Sanitation workers clear a large pile of trash in Preah Sihanouk province, where residents have accused a new waste management company of shirking its duties.
Sanitation workers clear a large pile of trash in Preah Sihanouk province, where residents have accused a new waste management company of shirking its duties. Photo supplied

New Sihanoukville trash collector admits flaws

The owner of a garbage collection company that recently took over trash pick-up in Sihanoukville admitted shortcomings in collection efforts yesterday, while pledging to improve services, following a petition by residents calling for the company’s contract to be rescinded.

Signed and thumbprinted by 167 residents, the document calls on Prime Minister Hun Sen to replace Kampong Som Waste Management Co Ltd (KSWM), which replaced Cintri in mid-September as the growing coastal city’s garbage company.

It received a 10-year contract. The petitioners say that the service provided by KSWM is more expensive than under Cintri and has resulted in an increase in uncollected trash.

Among the signatories, night market vendor Yu Veasna told The Post that public criticism for the company has been widespread as trash has piled up for several months due to irregular collection.
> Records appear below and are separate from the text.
PR #1583, opened 2023-05-04
Delay frame processor initialization until view creation on Android

### LINKED ISSUE #946: 🐛 java.lang.NullPointerException in FrameProcessorRuntimeManager.<init>

We have 40k MAU and we see 230 occurrences of this error for the last 30 days.

### Reproduceable Code

_No response_

### What happened instead?

The issue seems to happen on app start.

### Relevant log output

```shell
java.lang.NullPointerException: 
  at java.util.Objects.requireNonNull (Objects.java:245)
  at com.mrousavy.camera.frameprocessor.FrameProcessorRuntimeManager.<init> (FrameProcessorRuntimeManager.kt:33)
  at com.mrousavy.camera.CameraViewManager$1.run (CameraViewManager.kt:20)
  at java.util.concurrent.ThreadPoolExecutor.runWorker (ThreadPoolExecutor.java:1167)
  at java.util.concurrent.ThreadPoolExecutor$Worker.run (ThreadPoolExecutor.java:641)
  at java.lang.Thread.run (Thread.java:920)
```

### Device

Android only: most seen on Google Pixel 4a, Google Pixel 6, Samsung Galaxy S20 FE 5G, Samsung Galaxy Z Flip3 5G, all have Android 12

### VisionCamera Version

2.10.0

### Additional information

- [ ] I am using Expo

jthure:
## What
This PR fixes java.lang.NullPointerException in FrameProcessorRuntimeManager.<init> on Android phones

Although I never was able to reproduce the issue myself, looking at the crashlogs from other users, this should fix it

## Changes
Moved the creation `FrameProcessorRuntimeManager` to happen in `onCreateViewInstance` instead of inside `CameraViewModule` initialisation. This should make sure that the react context is fully initialised, which apparently is not the case right now

Inspired by @pke in https://github.com/mrousavy/react-native-vision-camera/issues/946#issuecomment-1506825351

## Tested on

Not properly tested yet. I'm having trouble building and running the example app from this repo. I have tested it in another app which uses this library. Any help to test and verify the change is greatly appreciated

## Related issues
Fixes #946

### DIFF
--- a/android/src/main/java/com/mrousavy/camera/CameraViewManager.kt
+++ b/android/src/main/java/com/mrousavy/camera/CameraViewManager.kt
@@ -12,6 +12,7 @@ class CameraViewManager(reactContext: ReactApplicationContext) : ViewGroupManage
 
   public override fun createViewInstance(context: ThemedReactContext): CameraView {
     val cameraViewModule = context.getNativeModule(CameraViewModule::class.java)!!
+    cameraViewModule.installFrameProcessorBindings()
     return CameraView(context, cameraViewModule.frameProcessorThread)
   }
 
--- a/android/src/main/java/com/mrousavy/camera/CameraViewModule.kt
+++ b/android/src/main/java/com/mrousavy/camera/CameraViewModule.kt
@@ -58,16 +58,6 @@ class CameraViewModule(reactContext: ReactApplicationContext) : ReactContextBase
     frameProcessorManager = null
   }
 
-  override fun initialize() {
-    super.initialize()
-
-    if (frameProcessorManager == null) {
-      frameProcessorThread.execute {
-        frameProcessorManager = FrameProcessorRuntimeManager(reactApplicationContext, frameProcessorThread)
-      }
-    }
-  }
-
   override fun onCatalystInstanceDestroy() {
     super.onCatalystInstanceDestroy()
     cleanup()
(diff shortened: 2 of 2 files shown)


pke:
Thanks for creating this PR!

mrousavy:
Hey! Thanks for creating this PR, but I don't think that this is the right approach to this problem. This just swallows the error and silently fails when you try to use FPs on the JS side later on.

Also, this elevates the internal setup from internal (`CameraViewModule.kt`) to external (`CameraViewManager.kt`; aka the CameraViewModule's caller) code.

mrousavy:
In V3 I have a different solution here which is called from JS - so this is when the JS bundle is 100% ready. That's probably what we want.

Sorry for closing this PR please don't take it personal ❤️

pke:
Hmm... this patch was written against current main, which is not yet V3. Why not allow this backport until V3 is production ready?

mrousavy:
Because of this:

> This just swallows the error and silently fails when you try to use FPs on the JS side later on.

the FP runtime will not be installed and will just not work. You can disable FPs at build time if that's what you want

jthure:
> Hey! Thanks for creating this PR, but I don't think that this is the right approach to this problem. This just swallows the error and silently fails when you try to use FPs on the JS side later on.
> 
> Also, this elevates the internal setup from internal (`CameraViewModule.kt`) to external (`CameraViewManager.kt`; aka the CameraViewModule's caller) code.

Okay sure, I get what you mean. Do you have another approach in mind on how to fix it? Before v3 is ready and adopted?

Edit: Actually, I'm not sure I fully agree. It doesn't just swallow the error. The error should not happen since the fp init happens at a later stage, right?

mrousavy:
> Do you have another approach in mind on how to fix it?

If you do not need Frame Processors, just disable them at build time. 

If you do, then I am not sure - I think the solution in V3 is much more solid since it does init from JS side - but this is a big change

> Actually, I'm not sure I fully agree. It doesn't just swallow the error. The error should not happen since the fp init happens at a later stage, right?

No, it is wrapped in a `try/catch` now and in the `catch` there's no handling - aka it silently fails.

PR #1798, opened 2023-09-13
fix: Find closest matching aspect ratio for Preview

mrousavy:


mrousavy:
Closing in favor of #1817

PR #1799, opened 2023-09-13
fix: Fix reference-counting on RecordingSession `ImageWriter`

mrousavy:


mrousavy:
Ah this introduces a crash when trying to start recording a video. Something's going wrong with the `ImageWriter` writing to the `MediaRecorder`'s surface....

PR #1800, opened 2023-09-13
docs: don't try to re-add an already registered plugin on Android

xseignard:
## What

Update android docs to propose how to avoid re-adding an existing frame processor plugin that would trigger the following assertion: https://github.com/mrousavy/react-native-vision-camera/blob/main/package/android/src/main/java/com/mrousavy/camera/frameprocessor/FrameProcessorPluginRegistry.java#L17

“At first, this company did not have a clear collection schedule,” she said, adding that “the people throw their waste on the road, around their houses, and there was no action from the authorities or the company”.

However, she noted that in the past few weeks, collection has substantially improved.

KSWM owner Nuon Vissoth said yesterday that a lack of workers, know-how, and early logistical woes were to blame for to the company’s admittedly sub-par performance.

“At the beginning stages, there are always gaps, but I am trying to correct and improve the capacity including the technique, instruments and accelerating the speed [of collection] in downtown,” he said.

The company had seven garbage trucks when it began collection, he said, but since last month the fleet has stood at 16 – which Vissoth said would be sufficient to meet demand. Additionally, he noted the acquisition of more dumpsters and the hiring of 100 total workers.

“I received the criticism, but [the job] needs a good cooperation” between authorities, the company and the public, he said, noting that residents also needed to properly dispose of waste to ease collection.

The dry season has also temporarily eased passage on the 2-kilometre stretch of dirt road that connects National Road 4 to the dumpsite, which is about 30 kilometres out of town.

“The road from National Road 4 to the dumpsite is in very bad condition,” he said, adding that during the rainy season garbage trucks have to be towed up to the dumpsite by a larger truck.

Vissoth said that the city governor informed him that the road should be paved in April, thanks to financing provided by the Asian Development Bank.

“If the budget is late then we should find another way, and we will cooperate with the governor to make sure that come rainy season, the road condition is better,” he promised.

Reached yesterday, Sihanoukville Governor Y Sokleng, as well as several provincial-level officials, acknowledged the criticisms against KSWM, but said the public should hold off on blaming the company so quickly.

“At first, there are always criticisms, but now [the company] does well and in our town, there is no waste anymore since [the company] understands about the work,” he said.